## Exercise description
Look through the lines below and copy each one that includes "bhima".

## Recorded information

PR #270, opened 2015-01-07
Feature/stock loss management

mbayopanda:
In this PR : 
- we get the unit price of a lot when we declare a loss
- we have a report of loss (loss_records)
- Grouping loss data by document_uuid (we have simply an array which contain correct data, the ui is still poor... (loss_record) :-) 
- fixing stock management links for reports


client/src/partials/stock/loss/loss.js
```diff
@@ -280,6 +280,24 @@ angular.module('bhima.controllers')
...
+          tables : {
+            'stock' : { columns : ['purchase_order_uuid']},
+            'purchase_item' : { columns : ['quantity', 'unit_price']}
+          },
+          join : ['stock.inventory_uuid=purchase_item.inventory_uuid'],
+          where : ['stock.tracking_number=' + item.tracking_number]
+        }
+      };
+
+      validate.process(dependencies, ['itemPrice'])
```
jniles: If this is called multiple times, you will want to use `validate.refresh(dependencies, array)`;

server/models/updates/2015-01-05-mod-02.sql
```diff
@@ -0,0 +1,14 @@
+-- Updates to patient data
```
jniles: @mbayopanda , these were removed in a separate pull request.  Please remove them in a separate commit.

client/src/partials/stock/loss_record/loss_record.js
```diff
@@ -0,0 +1,208 @@
...
+.controller('stock.loss_record', [
+  '$scope',
+  '$timeout',
+  '$routeParams',
+  'util',
+  'validate',
+  'exchange',
+  function ($scope, $timeout, $routeParams, util, validate, exchange) {
+    // TODO add search (filter)
+    // TODO add sortable (clickable) columns
```
jniles: TODOs are excellent for keeping track of progress.  It's good to see you using them.

client/src/partials/stock/loss_record/loss_record.js
```diff
@@ -0,0 +1,208 @@
...
+    function totalLoss() {
+      return $scope.model.loss.data.length;
+    }
+
+    function groupingLoss(data){
+      // Grouping loss data by document_uuid
+      // In the case where we have more than one item in a loss document
+    	var loss_array = [];
+
+    	for(var i in data){
```
jniles: To make this more semantic, you should use `Array.forEach(fn);`.  Your code will be much more readable.  For example, here:
```javascript
data.forEach(function (item) {
  var temp = item.document_uuid;
  newLine.push(item);
  // etc...
});
```
Please also use mixedCase instead of under_scores.

client/src/partials/stock/stock.js
```diff
@@ -172,7 +179,8 @@ angular.module('bhima.controllers')
       }*/
 
       var path = config.modules.indexOf(defn) > -1 ? defn.link + '/' + $scope.depot.uuid
-        : (config.utilities.indexOf(defn) > -1 ) ? defn.link+ '/' + $scope.depot.uuid : defn.link;
+        : (config.utilities.indexOf(defn) > -1 ) ? defn.link+ '/' + $scope.depot.uuid 
+        : (config.reports.indexOf(defn) > -1 ) ? defn.link+ '/' + $scope.depot.uuid : defn.link;
```
jniles: This is very hard to read.  What is happening here?  If it is possible to write out these routes explicitly, it would be easier for your fellow developers.

server/models/updates/2015-01-05-mod-03.sql
```diff
@@ -0,0 +1,10 @@
+-- Updates to patient data
```
jniles: This was removed as well.  See #262

jniles:
@mbayopanda As soon as `server/models/updates/2015-01-05-mod-03.sql` and `server/models/updates/2015-01-05-mod-02.sql` are removed, I will merge this PR.

mbayopanda:
I have just update this pull request, someone can see it and merge it if it's possible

## Output of the exercise
@@ -280,6 +280,24 @@ angular.module('bhima.controllers')
@@ -172,7 +179,8 @@ angular.module('bhima.controllers')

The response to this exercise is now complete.